PR #70218, opened 2026-07-22
Add deferrable mode to QuickSight operator and sensor

ozemin:
Adds `deferrable=True` support to `QuickSightCreateIngestionOperator` and `QuickSightSensor`, following the same waiter-based pattern as the rest of the Amazon provider. QuickSight has no official boto3 waiters (boto/boto3#2769), so this adds a custom `ingestion_complete` waiter and a `QuickSightIngestionCompletedTrigger`, and replaces the hook's hand-written polling loop, which held a worker slot with `time.sleep` and had no upper bound.

One thing without a direct precedent: `DescribeIngestion` requires `AwsAccountId`, so it is resolved on the worker before deferring and passed to the trigger — the triggerer never makes a sync STS call.

Behaviour changes: the synchronous wait is now bounded by `waiter_max_attempts` (default 60 attempts × 30s) instead of waiting forever; noted in the provider changelog. `QuickSightHook.wait_for_state` and the operator's `check_interval` are deprecated (still working) in favour of `wait_for_ingestion` / `waiter_delay`. Failures raise `QuickSightIngestionFailedError`, an `AirflowException` subclass.

---

- [X] Yes — Claude Code

### DIFF
--- a/providers/amazon/src/airflow/providers/amazon/aws/hooks/quicksight.py
+++ b/providers/amazon/src/airflow/providers/amazon/aws/hooks/quicksight.py
@@ -18,10 +18,14 @@
 from __future__ import annotations
 
 import time
+import warnings
 
 from botocore.exceptions import ClientError
 
+from airflow.exceptions import AirflowProviderDeprecationWarning
+from airflow.providers.amazon.aws.exceptions import QuickSightIngestionFailedError
 from airflow.providers.amazon.aws.hooks.base_aws import AwsBaseHook
+from airflow.providers.amazon.aws.utils.waiter_with_logging import wait
 from airflow.providers.common.compat.sdk import AirflowException
 
 
@@ -52,6 +56,7 @@ class QuickSightHook(AwsBaseHook):
         wait_for_completion: bool = True,
         check_interval: int = 30,
         aws_account_id: str | None = None,
+        waiter_max_attempts: int = 60,
     ) -> dict:
         """
         Create and start a new SPICE ingestion for a dataset; refresh the SPICE datasets.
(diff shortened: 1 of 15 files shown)


o-nikolas (commented):
Looks like there are conflicts and build failures that need looking at. Also, I'm not sure of the breaking change (the new 30min timeout). I think large ingestions will easily pass that and fail dags for folks using this operator. We could make the default much higher, or go through a deprecation process where we log that the user should switch to setting a high default before we remove it. Or wait until a major release for the amazon provider package.

Curious what @vincbeck and @ferruzzi think

providers/amazon/docs/changelog.rst
```diff
@@ -26,6 +26,13 @@
 Changelog
 ---------
 
+.. warning::
```
vincbeck: Do not update changelog. This will be done by the release manager

providers/amazon/src/airflow/providers/amazon/aws/hooks/quicksight.py
```diff
@@ -66,31 +71,63 @@ def create_ingestion(
...
+                    "AwsAccountId": aws_account_id or self.account_id,
+                    "DataSetId": data_set_id,
+                    "IngestionId": ingestion_id,
+                },
+                failure_message="Amazon QuickSight SPICE ingestion failed.",
+                status_message="Status of Amazon QuickSight SPICE ingestion is",
+                status_args=["Ingestion.IngestionStatus", "Ingestion.ErrorInfo"],
+            )
+        except AirflowException as e:
+            raise QuickSightIngestionFailedError(str(e)) from e
```
vincbeck: Do we need a custom exception? `RuntimeError` suffice here no?

providers/amazon/src/airflow/providers/amazon/aws/operators/quicksight.py
```diff
@@ -71,22 +82,73 @@ def __init__(
...
         wait_for_completion: bool = True,
-        check_interval: int = 30,
+        waiter_delay: int = 30,
+        waiter_max_attempts: int = 60,
+        check_interval: int | None = None,
+        deferrable: bool = conf.getboolean("operators", "default_deferrable", fallback=False),
         **kwargs,
     ):
         super().__init__(**kwargs)
+        if check_interval is not None:
```
vincbeck, line 91: This is kind of weird, you set a default value and then you check whether a value is assigned to it. In other words, anyone using this operator without setting `check_interval` will get a deprecation warning. I would leave the default value to `None` and keep following the deprecation warning process

ozemin: The default is `None`, so the warning only fires when `check_interval` is passed
explicitly. It's a few lines above the context collapsed here:

https://github.com/apache/airflow/blob/29658c9ec0f28caf97cc466cffb9f7a1c818799f/providers/amazon/src/airflow/providers/amazon/aws/operators/quicksight.py#L87-L99

Happy to change it if you meant something else.

ozemin:
> We could make the default much higher

Raised the default wait to 36 hours: 4320 attempts at the 30s delay, or 2160 at the sensor's 60s poke interval. That's how long AWS itself waits on a SPICE ingestion in the CloudFormation wait policy, where 36 hours is both the default and the maximum:

https://docs.aws.amazon.com/AWSCloudFormation/latest/UserGuide/aws-properties-quicksight-dataset-ingestionwaitpolicy.html

providers/amazon/src/airflow/providers/amazon/aws/hooks/quicksight.py
ozemin: Agreed, switched to `RuntimeError`.

vincbeck:
Static checks are failing

o-nikolas (approved):

PR #62922, opened 2026-03-05
AIP-104: Iterable Tasks and Batched Task Mapping

dabla:
---

##### Was generative AI tooling used to co-author this PR?

- [ x ] Yes (please specify the tool below)

Claude Code (Fable 5.1).

## Description

This PR is the initial implementation of **Iterable Tasks (IT)**, as discussed in the [devlist](https://lists.apache.org/list.html?dev@airflow.apache.org) and building upon the foundations of [AIP-104](https://cwiki.apache.org/confluence/pages/viewpage.action?pageId=421954527). (Originally prototyped as "Dynamic Task Iteration"; renamed to *Iterable Tasks* following review feedback to avoid confusion with Dynamic Task Mapping.)

For further context on the use cases and performance benefits of IT, see this [Medium Article](https://medium.com/apache-airflow/scaling-with-airflow-3-2-when-to-defer-and-when-to-use-native-async-operators-78a1ba35237d) and the new [`dynamic-task-mapping-vs-iteration.rst`](task-sdk/docs/dynamic-task-mapping-vs-iteration.rst) doc added in this PR, which compares IT with Dynamic Task Mapping (DTM) and Dynamic Task Batching in depth.

## The XCom Database Constraint Challenge

While porting our internal "monkey-patched" version of IT (used since Airflow 2.x) to the core, I've identified a significant technical hurdle regarding XCom handling.

Around Airflow 2.10/2.11, a change was introduced to the database constraints for the XCom table. Specifically:

- Current State: The DB prevents creating indexed XComs (`map_index >= 0`) unless a corresponding mapped TaskInstance exists in the `task_instance` table.
- The Conflict: IT is designed to process multiple indexed XComs within a single Task Instance. Because there is no 1-to-1 mapping of a sub-task index to a physical TI row, the DB constraint blocks the insertion of these results.

The drawback is that XComs wouldn't automatically be removed from the database when a TaskInstance is deleted, which is the purpose of that constraint. So appending the index to the XCom key would be a good enough solution for IT, but not for DTM.

### Current implementation in this PR

- **`XComIterable`** (`airflow.sdk.bases.xcom`) appends the sub-task index directly to the XCom key (`return_value_<index>`) to bypass the constraint, and exposes the results as a lazy `Sequence` (`__len__`/`__getitem__`/`__iter__`) so a downstream task can consume them the same way it would consume an `.expand()` result.
[...]

PR #70223, opened 2026-07-22
Add a `POST /xcoms/{dag_id}/{run_id}/{task_id}/keys` execution API endpoint

dabla:
Add a `POST /xcoms/{dag_id}/{run_id}/{task_id}/keys` execution API endpoint that
accepts a list of XCom keys and returns all matching values in a single database
query. Use it in `XComIterable` to reduce iteration from N round-trips to one.

### Motivation

`XComIterable` (introduced in [AIP-104 Task Iteration](https://github.com/apache/airflow/pull/62922)) stores per-index results
under distinct keys (`return_value_0`, `return_value_1`, …) with the same
`map_index`. The existing `GET …/slice` endpoint cannot be reused because it
ranges over `map_index` for a single key — the inverse structure. Iterating or
slicing a 1000-item result previously issued 1000 separate `XCom.get_one` calls.

### Changes

- **New endpoint** `POST /xcoms/{dag_id}/{run_id}/{task_id}/keys` — accepts
  `{"keys": [...]}`, returns values in request-key order (`null` for missing
  keys), filtered by `map_index` query param (default `-1`)
- **`has_xcom_access`** simplified: reads the optional `key` from
  `request.path_params` instead of requiring a `{key}` path segment, so a
  separate router/dependency is no longer needed
- **`XComKeysRequest`** Pydantic model added to execution API data models
- **`GetXComByKeys`** comms message, `XComOperations.get_by_keys` client method,
  `handle_get_xcom_by_keys` supervisor handler, and processor dispatch wiring
- **`XComIterable.__iter__`** and **`__getitem__` slice** now use `GetXComByKeys`
  — one round-trip for full iteration, deserialization kept lazy via generator
  expression in `__iter__`
- Tests for the new endpoint (`TestGetXComByKeys`) and for `XComIterable`
  (`TestXComIterable`)

---

- [ x  ] Yes (please specify the tool below)

Claude Sonnet 4.6 (GitHub Copilot CLI)

---


task-sdk/src/airflow/sdk/execution_time/schema/schema.json
```diff
@@ -2747,6 +2747,49 @@
       "title": "GetXCom",
       "type": "object"
     },
+    "GetXComByKeys": {
```
amoghrajesh, line 2848: Are these hand edited? Can you run the tooling for this instead? There should be a prek hook for this.

task-sdk/src/airflow/sdk/execution_time/lazy_sequence.py
amoghrajesh, line 1: Is this dead code as of this diff? It is never constructed by xcom_arg or any operator code, and it duplicates rather than replacing the actual class (LazyXComSequence) that has the N-round-trip problem described in the PR.

airflow-core/src/airflow/api_fastapi/execution_api/routes/xcoms.py
```diff
@@ -113,6 +114,7 @@ def has_xcom_access(
     dependencies=[Depends(has_xcom_access)],
 )
 
+
```
amoghrajesh, line 117:
```suggestion
```

airflow-core/src/airflow/api_fastapi/execution_api/routes/xcoms.py
```diff
@@ -356,6 +358,38 @@ def get_xcom(
...
+        "Optimised for XComIterable iteration, reducing N round-trips to one."
+    ),
+)
+def get_xcom_by_keys(
+    dag_id: str,
+    run_id: str,
+    task_id: str,
+    request_body: XComKeysRequest,
+    session: SessionDep,
+    map_index: Annotated[int, Query()] = -1,
```
amoghrajesh, line 375: Why? The PR states that map_index is not needed and this is fetching for a single map index.

amoghrajesh (commented):
I haven't followed up closely with AIP 104, but I have some qns from an initial look.

task-sdk/src/airflow/sdk/execution_time/lazy_sequence.py
dabla: No it's not a duplicate, as here is slices over keys instead of indices, it will be used in AIP-104.

airflow-core/src/airflow/api_fastapi/execution_api/routes/xcoms.py
dabla: It is not used for the slicing, but it can be used in combination with batch, which means each IterableOperator will have it's own instance of XComIterable and thus have a map_index associated with it.

task-sdk/src/airflow/sdk/execution_time/lazy_sequence.py
dabla: Maybe this PR should be merged after AIP-104 [PR](https://github.com/apache/airflow/pull/62922) is merged?

dabla:
This PR should only be merged once [AIP-104](https://github.com/apache/airflow/pull/62922) is merged.

PR #240, opened 2024-05-06
ROX-24055: Annotations for cluster upgrades

ludydoo:


stehessel:
Could you please save a temporary copy of the updated dashboard and share the link? That makes reviewing much easier.

ludydoo:
> Could you please save a temporary copy of the updated dashboard and share the link? That makes reviewing much easier.

@stehessel sure, here it is:
https://grafana-route-rhacs-observability.apps.acs-int-us-01.isbr.p1.openshiftapps.com/d/ddkxpgdojslq8f/rhacs-dataplane-cluster-metrics-ludovic-copy?orgId=1

Though there's not enough retention time to go back to an upgrade where annotations would be visible

resources/grafana/sources/rhacs-cluster-overview.json
```diff
@@ -18,6 +18,17 @@
...
         },
         "type": "dashboard"
+      },
+      {
+        "datasource": {
+          "type": "prometheus",
+          "uid": "PBFA97CFB590B2093"
+        },
+        "enable": true,
+        "expr": "count by(cluster) (count by (git_version, cluster) (label_replace(kubernetes_build_info{job!~\"kube-dns|coredns\"}, \"git_version\", \"$1\", \"git_version\", \"(v[0-9]*.[0-9]*).*\"))) > 1",
```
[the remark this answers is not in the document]
ludydoo: This is the same query as the `KubeVersionMismatch` alert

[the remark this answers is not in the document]
stehessel: I see, there it is an artifact from the mixins having more generalized queries. I would just remove the `cluster` here.

stehessel:
I guess it would be nice to see this in action. Have you actually tested it once and confirmed the rendering?

Another thought: The metric tracks changes to the underlying k8s version. Is this actually equivalent to the OCP upgrades? Couldn't there be OCP upgrades that don't change the k8s version?

resources/grafana/sources/rhacs-cluster-overview.json
```diff
@@ -18,6 +18,28 @@
...
+        "name": "Kubernetes Upgrade",
+        "textFormat": "Kubernetes Upgrade"
+      },
+      {
+        "datasource": {
+          "type": "prometheus",
+          "uid": "PBFA97CFB590B2093"
+        },
+        "enable": true,
+        "iconColor": "purple",
```
stehessel, line 39: Maybe different color for this one?

resources/grafana/sources/rhacs-cluster-overview.json
```diff
@@ -18,6 +18,28 @@
...
+        "expr": "count (count by (gitVersion) (openshift_apiserver_build_info)) > 1",
+        "name": "Openshift Upgrade",
+        "textFormat": "Openshift Upgrade"
```
stehessel, line 42: nit: 
```suggestion
        "name": "OpenShift Upgrade",
        "textFormat": "OpenShift Upgrade"
```

stehessel (approved):

resources/grafana/sources/rhacs-cluster-overview.json
ludydoo: done

resources/grafana/sources/rhacs-cluster-overview.json
ludydoo: done

PR #242, opened 2024-05-10
ROX-23558: Add Network Policy alert

mclasmeier:
This is part of https://issues.redhat.com/browse/ROX-22148.

The SOP is ~~currently under review~~ merged.

Currently we don't expect to have a zero-baseline for network policy violations until GA, hence this PR aims to allow the current non-zero behaviour.

The behaviour we currently observe is related to "probe namespaces", which are short-lived and cause -- for a "short" period of time -- a "small" amount of violations. I have decided to implement to two different alerting triggers:

1. One, which triggers directly in case the violations cross a certain threshold (per minute), currently set to 15 violations per minute.
2. One, which triggers if any positive amount of violations has been observed for longer than 10 minutes.

Would be great if we could do the review in parallel to the other currently ongoing reviews (plus the ACSCS release scheduled for today).


mclasmeier:
For the record, here's a list of timestamps of triggered Network Policy Violations during a probe. Looking at the graphs, this seems to be a peak of such violations, hence it could give us an idea regarding the violations we can expect during probe runs.
image

ebensh:
This LGTM, but will not approve - Stephan can take a look at the Prometheus configuration and approve then.

stehessel (approved):

PR #265, opened 2024-07-03
Increase alerting threshold for networt policy violations

mclasmeier:
The alert is triggering to often currently.

This PR:
* Removes one trigger entirely.
* Increases the threshold for the second remaining trigger.
* 
Here's a graph showing the amount of violations we currently have to treat as being normal:

image


stehessel:
Wouldn't the spike up to 80 in the "normal" picture still trigger the alert?

GrimmiMeloni (approved):
/lgtm

GrimmiMeloni:
> Wouldn't the spike up to 80 in the "normal" picture still trigger the alert?

Yes, but those are to my understanding the ones we are actually interested in.
The "baseline noise" what is actually giving some trouble, as it causes just to many alerts to trigger.

stehessel (approved):

PR #272, opened 2024-07-17
ROX-25003: Add emailsender alerts

kurlov:
Add essential Email Sender alert.
All alerts are marked as warning on purpose. it's better to soak those alerts as warnings
There is an open MR for Email Sender SOPs: https://gitlab.cee.redhat.com/stackrox/acs-cloud-service/runbooks/-/merge_requests/114

### DIFF
--- a/resources/prometheus/prometheus-rules.yaml
+++ b/resources/prometheus/prometheus-rules.yaml
@@ -203,13 +203,13 @@ spec:
             sop_url: "https://gitlab.cee.redhat.com/stackrox/acs-managed-service-runbooks/blob/master/sops/dp-047-emailsender-ses-send-error.md"
         - alert: RHACSEmailsenderThrottledSend
           expr: |
-            acs_emailsender_throttled_send_email_total > 0
-          for: 5m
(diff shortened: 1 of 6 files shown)


resources/prometheus/prometheus-rules.yaml
```diff
@@ -159,6 +159,59 @@ spec:
...
+          for: 5m
+          labels:
+            severity: warning
+          annotations:
+            summary: "Email Sender container failing sending emails"
+            description: "Email Sender has a send email error rate of {{ $value | humanizePercentage }} over the last 10 minutes."
+            sop_url: "https://gitlab.cee.redhat.com/stackrox/acs-managed-service-runbooks/blob/master/sops/dp-047-emailsender-ses-send-error.md"
+        - alert: RHACSEmailsenderThrottledSend
+          expr: |
+            acs_emailsender_throttled_send_email_total > 0
```
stehessel, line 206: Is there a rate missing here? If this is a counter, it will always fire otherwise.

stehessel (approved):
━━━━
Identify the lines above that contain the word "save", then copy them.

Could you please save a temporary copy of the updated dashboard and share the link? That makes reviewing much easier.
> Could you please save a temporary copy of the updated dashboard and share the link? That makes reviewing much easier.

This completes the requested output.